Defensively, they’ll have some decisions to make as well. Karl Klug, Ropati Pitoitua and David Bass will be unrestricted free agents, a big reminder of why hitting on draft picks is key. Kenny Clark could get some snaps in the rotation as a potential replacement for those guys, and Noah Spence could step in and take snaps from Bass. If either of those guys hit, depth guys like Klug, Pitoitua and Bass become expendable.
Brice McCain, Rashad Johnson, Antwon Blake and Sean Spence are all playing on one-year deals as well, so Tennessee views them as stop-gaps until they can fill some of their depth with more moves in free agency, or more likely, through the draft and undrafted free agency.
There’s more good news though on that front. This trade is the gift that keeps on giving. Not only will Tennessee enjoy the fruits of their trade with the Rams this season, they’ll be closely watching how Los Angeles fares in the tough NFC West as well. If the Rams falter with a rookie quarterback and a middling offense in 2016, Tennessee could potentially be looking at an extra top-10 pick.

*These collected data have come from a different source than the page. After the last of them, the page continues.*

PR #9, opened 2016-02-29
First pass at myget support

jskeet:
It's a shame we need to use batch files, but the myget environment
appears to be a bit odd in terms of what's installed.

The batch files themselves are pretty ugly... this should definitely be a temporary hack.
(I've validated that the build fails if the tests fail though, which is pretty crucial :)

### DIFF
--- a/global.json
+++ b/global.json
@@ -1,6 +1,6 @@
 {
   "projects": [ "src", "test" ],
   "sdk": {
-    "version": "1.0.0-rc1-final"
+    "version": "1.0.0-rc1-update1"
   }
 }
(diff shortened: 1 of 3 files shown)


chrisdunelm:
There doesn't appear to be anything myget-specific in this PR - this batch file builds & tests the code, then prepares a nuget package. This nuget package can then uploaded to whatever nuget feed we like. Is this correct?

You're right, this is a bit messy, and should be tidied later ;)

LGTM

jskeet:
It's myget-specific in that we've only added these batch files in order to support myget (the travis build is saner). I might look at using Cake at some point... probably prototyping it on Noda Time first :)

This trade has the opportunity to be a franchise-changing move. The Cowboys, the last team that picked six times in the top 76 spots, used that capital to become a championship team. In 1990, Dallas completed its fifth straight losing season. The year after making all those picks — 1991 — Dallas went 11-5. They won the Super Bowls in 1992, 1993 and 1995.
It remains to be seen if Tennessee can reverse their fortunes with this bounty — and make no mistake, much still depends on the development of Marcus Mariota — but the Titans have the opportunity to pack about three seasons of rebuilding into one year, and it starts in two and a half weeks.